Transparency International has criticised the shake-up and said the proposals are "far more modest" than those first envisaged by the Government.

From April, Home Office rules will require visa applicants to prove they have had control of more than £2million for at least two years, rather than 90 days.

The investments will need to be made in UK businesses, while investing in gilts will be excluded, in an attempt to increase the benefits to the British economy.

Immigration Minister Caroline Nokes said:

My priority is making sure that talented business people continue to see the UK as an attractive destination to develop their businesses. This will help create more jobs across the country and ensure our economy continues to thrive.

These visa routes will be run in partnership with business experts to make sure the businesses benefit our economy and the UK remains a world-leading destination for pioneering businesspeople.

Male sexual assault

The Telegraph reports that television dramas about male rape have contributed to a 57 per cent rise in men and boys aged over 13 reporting sexual assaults.

A report, published today by the Home Office, cited a Coronation Street male rape story about a hairdresser being sexually assaulted, the Telegraph reports. The storyline led to a 1,700 per cent increase in calls to the national male survivor helpline.

The paper notes the Government has published its commitment to supporting male abuse victims in a separate paper but as part of the cross-Government strategy on ending violence against women and girls.
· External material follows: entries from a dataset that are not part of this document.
Issue #1351, opened 2019-06-25
Increase POSIX-compliance of shell scripts


wvauclain:
### Context

I tried to run `source common.sh && export NOMAD_ADDR=http://$(get_ip_address):4646` on my laptop, which runs `zsh`, and I got an error that was indecipherable, but turned out to be a syntax error because a condition used `==` instead of `=`.

### Problem or idea

Some scripts (especially `common.sh`) are not technically POSIX-compliant. This causes issues when using a shell like `zsh`, because `bash` and `zsh` can have slightly different syntax additions for shell scripting.

### Solution or next step

I am going to edit all shell scripts so they execute using `/bin/sh`. I will then use `shellcheck` to check POSIX-compliance, and execute the scripts using `dash` to check for problems on Ubuntu, where `dash` is symlinked to `/bin/sh`.

wvauclain:
This was the error when running the command in `zsh`.

```
$ source common.sh && export NOMAD_ADDR=http://$(get_ip_address):4646
get_ip_address:1: = not found
```

wvauclain:
It looks like some scripts should stay in `bash`, especially those that deal with arrays, but I will still try to convert as many of them as possible to `sh`, especially if they are ever sourced.

Issue #714, opened 2018-10-08
Create install_all.sh script


kurtwheeler:
### Context

Right now we have a decently long getting started section. It's broken up like this so that we don't make a ton of changes to the user's computer without their knowledge.

### Problem or idea

Everything we instruct the user to do could be done by a single script. We should offer this as an alternative to walking through our guide. This also will give us the ability to test that our system runs after following our instructions exactly.

### Solution or next step

Create an `install_all.sh` script that will detect whether it's installing onto Mac or Ubuntu, install any missing dependencies, start the database, build local images, get Nomad running, and anything else that should be done before a developer can run the entire system locally.

### New Issue Checklist

- [x] The title is short and descriptive.
- [x] You have explained the context that led you to write this issue.
- [x] You have reported a problem or idea.
- [x] You have proposed a solution or next step.

Issue #713, opened 2018-10-08
Reorganize and standardize scripts


kurtwheeler:
### Context

Right now we have scripts scattered throughout the project. I know there's scripts in the top level directory, `infrastructure/`, and `common/`. The arguments they accept are not as consistent as they could be and sometimes they use environment variables instead of arguments.

### Problem or idea

I think it's time we created a `scripts/` directory so all our scripts are in a predictable location. I also think we should make sure no scripts assume anything about the environment variables of the environment they are called in. 

### Solution or next step

If a script uses an environment variable, it should instead take that in as an argument. Also consolidate the scripts into a single directory.

### New Issue Checklist

- [x] The title is short and descriptive.
- [x] You have explained the context that led you to write this issue.
- [x] You have reported a problem or idea.
- [x] You have proposed a solution or next step.

PR #1357, opened 2019-06-27
Clean Up All User/Developer-facing Scripts

wvauclain:
## Issue Number

#1351 #714 #713 

I refactored all user-facing shell scripts into either POSIX-compliant `.sh` scripts or Bash `.bash` scripts using `shellcheck` and `dash`. Then I created an `install_all.sh` script to automatically install all of the development dependencies. I also moved all of the scripts into a `scripts/` directory, and changed all the references to those scripts.

## Types of changes

## Functional tests

I `grep`ed locally to make sure that all references to each script was updated, then I ran each modified script locally to make sure that they work.

## Checklist

## Screenshots


wvauclain:
I still need to test this on macOS before we merge.

scripts/format_nomad_with_env.sh
```diff
@@ -231,97 +238,101 @@ export_log_conf (){
...
             done
         fi
     done
-elif [[ "$project" == "surveyor" ]]; then
+elif [ "$project" = "surveyor" ]; then
 
     # Iterate over all the template files in the directory.
-    for template in $(ls -1 nomad-job-specs | grep \.tpl); do
+    for template in nomad-job-specs/*.tpl; do
+	template="$(basename "$template")"
```
kurtwheeler: I have the same question as above about this.

scripts/install_all.sh
```diff
@@ -0,0 +1,193 @@
...
+
+# Config variables
+TERRAFORM_VERSION="0.12.3"
+
+# This script should always run as if it were being called from
+# the directory it lives in.
+script_directory="$(perl -e 'use File::Basename;
+ use Cwd "abs_path";
+ print dirname(abs_path(@ARGV[0]));' -- "$0")"
+cd "$script_directory" || exit
```
kurtwheeler: This is repeated.

scripts/install_all.sh
```diff
@@ -0,0 +1,193 @@
...
+	v)
+	    OUTPUT="/dev/stdout"
+	    ;;
+        \?)
+            echo "Invalid option: -$OPTARG" >&2
+            print_usage >&2
+            exit 1
+            ;;
+        :)
+            echo "Option -$OPTARG requires an argument." >&2
```
kurtwheeler: None of the options to this script require an argument do they?

scripts/install_all.sh
```diff
@@ -0,0 +1,193 @@
...
+echo "Starting postgres and installing the database..."
+./run_postgres.sh > $OUTPUT
+./install_db_docker.sh > $OUTPUT
+
+echo "Starting elasticsearch and building the ES Indexes..."
+./run_es.sh > $OUTPUT
+./run_manage.sh search_index --rebuild -f > $OUTPUT
+
+echo "Updating common dependencies..."
+./update_models.sh > $OUTPUT
```
kurtwheeler: Doesn't this script require the virtualenv to be active?

README.md
```diff
@@ -296,12 +306,17 @@ linter within the project's directory tree, it will enforce a line length limit
 of 100 instead of 80. This will also be true for editors which rely on either
 linter.
 
+All user-facing scripts have been linted with `shellcheck` for common
```
kurtwheeler: Can you describe here how to run this linter so that as people change scripts they can re-lint them?

workers/run_command.sh
```diff
@@ -45,13 +48,13 @@ if [ ! -d "$volume_directory" ]; then
...
 
-source common.sh
+. ./scripts/common.sh
 HOST_IP=$(get_ip_address)
 DB_HOST_IP=$(get_docker_db_ip_address)
 
 chmod -R a+rwX "$volume_directory"
 
-./prepare_image.sh -i "$image" -s workers
+./scripts/prepare_image.sh -i "$image" -s workers
```
kurtwheeler: I know it's not part of this PR but it looks like I accidentally committed some specific command stuff in the bottom of this script. Could you change it so that instead of running that `Rscript` command it just runs whatever was passed in as arguments to the script?

scripts/format_nomad_with_env.sh
```diff
@@ -231,97 +238,101 @@ export_log_conf (){
 
 # This actually performs the templating using Perl's regex engine.
 # Perl magic found here: https://stackoverflow.com/a/2916159/6095378
-if [[ "$project" == "workers" ]]; then
+if [ "$project" = "workers" ]; then
     # Iterate over all the template files in the directory.
-    for template in $(ls -1 nomad-job-specs | grep \.tpl); do
+    for template in nomad-job-specs/*.tpl; do
+	template="$(basename "$template")"
```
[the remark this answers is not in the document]
wvauclain: Shellcheck lints against the old for loop. Piping `ls` into `grep` can get fragile when filenames are not alphanumeric, especially if filenames contain spaces or newlines.

Source: https://github.com/koalaman/shellcheck/wiki/SC2010

scripts/format_nomad_with_env.sh
```diff
@@ -24,124 +24,130 @@ print_options() {
...
-export NOMAD_HOST_IP=$(get_ip_address)
 
-if [ "$env" == "test" ]; then
-    export VOLUME_DIR="$script_directory/test_volume"
+# shellcheck disable=SC1091
+. ../scripts/common.sh
+DB_HOST_IP=$(get_docker_db_ip_address)
+export DB_HOST_IP
+NOMAD_HOST_IP=$(get_ip_address)
+export NOMAD_HOST_IP
```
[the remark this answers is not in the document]
wvauclain: This is another shellcheck linting error. Apparently the reason for this is that when you assign and export in one line, the return code from the command execution is ignored. If we had `set -e` on and `$(get_ip_address)` failed for some reason, this script would exit properly but if export was on the same line it wouldn't.

Source: https://github.com/koalaman/shellcheck/wiki/SC2155

scripts/install_all.sh
wvauclain: I think these both run inside docker, so they don't need the virtualenv.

Government measures include granting specialist organisations who support make victims with £1million, the paper reports.

Minister for Crime, Safeguarding and Vulnerabilities, Victoria Atkins said:

Men can, and do, suffer from crimes such as domestic and sexual abuse. It is a horrendous experience that often goes unrecognised and it is heartbreaking some men feel they cannot report their experiences because of societal views around masculinity.

As a Government we are determined to bring these horrific crimes to light and support victims and survivors, regardless of gender.